程得棋笑道:“月泽山弟子自然全数撤离,护卫的长老我不好选,但,您与许老虽然无法长时间战斗,但护卫他们前往青螺岛已经完全足够,青螺岛也需要有人坐镇,您便將你二人的情况告知陈觉世,他会做出判断的!”
“如此。”沈残眉低垂眉眼,不知在想什么,等程得棋拿了纸笔回来,再將仙月岛上的滯留百姓情况全数告知,又言及月泽山有一处密室,他会將月泽山內全部秘籍书本都转移其中,若是大战后他还活著,便能將这些秘籍亲自取出,若是他活不下来,便要靠沈残眉和许心染,沈残眉知道他以宗门传承像託付,一时心中感动,当年乱世,月泽山为天下,死了一个大宗师掌门,山门被蛮族突袭,传承几乎断代,一直跟著他征战天下的杨子山从来不说,但沈残眉知道,他心中为月泽山担忧,所幸杨子山突破大宗师,月泽山才有再度復起的时日。
“沈某定当不负所托!”
这是李秋月自见到沈残眉这位盛朝太祖以来,他最严肃正经的一次。
程得棋笑了,他知道这位曾经的皇帝一诺千金。沈残眉道:“既然安排后撤的事情有我,你等便在这两日抓紧修行,將修为能多提升一分便是一分,此刻十万火急,已经不是鬆紧得当的时候。”

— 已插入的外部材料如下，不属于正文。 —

PR #3270, opened 2017-11-26
Assorted MinGW fixes

mkrautz:


src/mumble/mumble.pro
```diff
@@ -386,6 +386,16 @@ win32 {
   win32-msvc* {
     LIBS *= -lsndfile -lvorbis -lvorbisfile -logg -lFLAC
   }
+
+  # Boost
+  LIBS *= -lboost_system-mt
```
davidebeatrici: Why are we including this for every platform?

mkrautz: This is in the win32 block.

davidebeatrici: Ah, sorry. I didn't see it because I didn't expand the diff.

PR #3277, opened 2017-12-02
.travis.yml: remove mingw builds from allow_failures.

mkrautz:
Our MinGW build was left stale due to mumble-voip/mumble#3208.

Although our current MinGW builders use Wine as their test runner
-- and were added to allow_failures exactly for that reason --
it makes more sense to get blocked from merging on build failures.
The alternative is that we actively *check* that the MinGW is not
broken, which doesn't happen in practice.

We obviously can't expect Wine to mirror the exact behavior on any
particular Windows version, but let's just look at the MinGW targets
in .travis.yml as a check for whether a) the MinGW build works on Linux,
and b) whether our tests pass using Wine.

### DIFF
--- a/.travis.yml
+++ b/.travis.yml
@@ -33,10 +33,6 @@ matrix:
     - os: osx
       env: MUMBLE_QT=qt5 MUMBLE_HOST=x86_64-w64-mingw32
 
-  allow_failures:
-    - env: MUMBLE_QT=qt5 MUMBLE_HOST=i686-w64-mingw32
-    - env: MUMBLE_QT=qt5 MUMBLE_HOST=x86_64-w64-mingw32
-
 before_install:
     - ./scripts/travis-ci/before_install.bash
 


Kissaki:
> But tests currently pass/tested windows expectations currently match?

travis mingw build currently fails TestServerResolver:

```
FAIL!  : TestServerResolver::srvCustomPort() Compared values are not the same
```

mkrautz:
SRV resolving is failing on Wine for some reason.
I also think the resolver code could be cleaner and have better error reporting. I'll look into it.

mkrautz:
This failure is reproducible on my local test system.

mkrautz:
On Wine, SRV resolving yields 

QDnsLookup::ServerFailureError | 5 | the server encountered an internal failure while processing the request (SERVFAIL).
-- | -- | --

mkrautz:
I suggest we do the following:

1. File a Wine bug for this.
2. Add a header file with utilities that can be included in tests.
3. Add an `IsWine` (name up for debate) inline function to it that detects whether we're on Wine. (Check wine_get_version in ntdll -- https://wiki.winehq.org/Developer_FAQ#How_can_I_detect_Wine.3F)
4. Skip these tests on Wine.

mkrautz:
Reproducible exe in a zip:
[TestServerResolver.zip](https://github.com/mumble-voip/mumble/files/1596560/TestServerResolver.zip)

mkrautz:
Fails on Wine, works on Windows 10 1709.

mkrautz:
Filed upstream as https://bugs.winehq.org/show_bug.cgi?id=44296

mkrautz:
Rebased on top of mumble-voip/mumble#3295.

PR #6651, opened 2024-12-07
FEAT(client,images): Add animated GIF support

GeneralUser01:
The way images are handled for the `gif` file format when pasting and receiving one in the chat was here changed to support playing the animation. By default they do not play but whenever an animation is not running this is indicated by a play-icon, thereby differentiating them from still images on a glance. Whether the animation is paused is toggled by left-clicking it and reset by middle-clicking it. Saving a `gif` image file from log is also supported just as it is for other image file formats.

Additionally, one can also toggle video controls for animations via the log context menu on them. This enables the following features:

- Jumping to any point of the animation via the video bar
- Viewing the current time and total time of the animation
- Switching caching of all frames on or off
- Switching loop mode between "Unchanged", "Loop" and "No loop"
- Traversing frame-by-frame backwards or forward
- Changing and resetting the playback speed

Alternatively, animations can be controlled via keybindings as follows:

- ENTER - Select the next animation
- BACKSPACE - Select the previous animation
- CTRL+0-9 - Select animation by the index entered
- ESCAPE - Deselect animation
- SPACE/K - Play/pause
- Q - Reset playback
- V - Show/hide video controls
- C - Turn caching of all frames on/off
- O - Switch to the previous loop mode
- L - Switch to the next loop mode
- , - Jump to the preceding frame
- . - Jump to the next frame
- N - Jump 5 frames backwards
- M - Jump 5 frames forward
- H - Jump 1 second backwards
- J - Jump 1 second forward
- F - Jump 5 seconds backwards
- G - Jump 5 seconds forward
- 0-9 - Jump to 0-90% of the animation
- -/S - Decrease playback speed by 5%
- +/D - Increase playback speed by 5%
- W - Decrease playback speed by 25%
- E - Increase playback speed by 25%
- R - Reset playback speed

To turn on caching most notably boosts performance when jumping to frames that are sequentially far apart due to `QMovie` only being able to switch frame in order from start to end and around when caching is off, though it usually plays fine regardless except for when playing in reverse in an animation with many frames. Reverse playback is also implemented here, so when decreasing the speed to less than zero it will play at that speed in reverse as expected, taking a speed-step that's twice as big if the speed would otherwise become zero so that the animation only pauses when it's not playing. As for loop mode, "Unchanged" is to use the in-built setting in the `gif` image file for how many times it is to repeat, whereas "Loop" and "No loop" override this behavior accordingly.

The main limitation is the character limit on text messages for images. Currently this is usually set to 128 KB, which is very small for a `gif` image file and on top of this requires the data to be 33% smaller before being sent in base64 encoding. This limit should be at least ten times larger in order to fit many `gif` image files, or this should apply to another limit specifically for animations. Other than that, the functionality for pasting images from the clipboard itself, instead of by a file path from it, could not be implemented for `gif` image files due to not being able to get compatible formatted data from the MIME data received.

Here are workarounds that can be applied to these limitations:

- Configure the server to increase or disable the limit on image message length
- Save copied `gif` images to file and then copy and paste those files

Lastly, if settings were to be added to this feature, then here are some suggestions for those settings:

- Play animations by default
- Show video controls by default
- Cache all frames by default
- Specify the default loop mode
- Specify the default playback speed

### Checks

### DIFF
--- a/src/mumble/CustomElements.cpp
+++ b/src/mumble/CustomElements.cpp
@@ -18,17 +18,80 @@
 #include <QtGui/QClipboard>
 #include <QtGui/QContextMenuEvent>
 #include <QtGui/QKeyEvent>
+#include <QtGui/QMovie>
+#include <QtGui/QPainter>
+#include <QtGui/QPainterPath>
 #include <QtWidgets/QScrollBar>
 
 LogTextBrowser::LogTextBrowser(QWidget *p) : QTextBrowser(p) {
 }
 
-int LogTextBrowser::getLogScroll() {
+void LogTextBrowser::update() {
+	document()->documentLayout()->update(QRect(getScrollX(), getScrollY(), width(), height()));
+}
+
+int LogTextBrowser::getScrollX() {
+	return horizontalScrollBar()->value();
+}
+
+int LogTextBrowser::getScrollY() {
 	return verticalScrollBar()->value();
 }
 
-void LogTextBrowser::setLogScroll(int scroll_pos) {
+void LogTextBrowser::setScrollX(int scroll_pos) {
+	horizontalScrollBar()->setValue(scroll_pos);
+}
+
+void LogTextBrowser::setScrollY(int scroll_pos) {
 	verticalScrollBar()->setValue(scroll_pos);
+}
+
+void LogTextBrowser::changeScrollX(int change) {
+	QScrollBar *scrollBar = horizontalScrollBar();
+	scrollBar->setValue(scrollBar->value() + change);
+}
+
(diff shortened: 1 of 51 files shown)


Krzmbrzl:
Why the new PR?

GeneralUser01:
The old one was closed after rebasing this branch, but I see now that it could simply be reopened. Which PR should be removed now then?

GeneralUser01:
I suppose this PR should be closed and the old PR reopened since it had already been tagged and had some somewhat insightful comments. I will make it so now.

李秋月点头,对程得棋和沈残眉道:“若是安排好后撤事宜,我这儿还有一个叫纪玉的姑娘,我受了她家人的嘱託而来,务必將她带出去,但我已经下定决心与月泽山同渡此难,带她出去的承诺便要失效,还请沈老与许老多多关照一二。”
沈残眉点头:“这是自然,等一切安排好,我会通知你送她来我处,月泽山其实早就被掏空了,其中有一条水道通往外界,水道內有一艘当初我赐下的战船,经过一百多年的维修改造,虽然比不上安和的新式战船,但也不差,到时候该撤走的人都会上去,我会带她在身边。”
李秋月起身抱拳:“多谢沈老!”
沈残眉摆摆手,开始在纸上书写月泽山內的一切情况並自己对这些情况的安排,他相信那个不测峰掌门,会將外围接应全部安排好。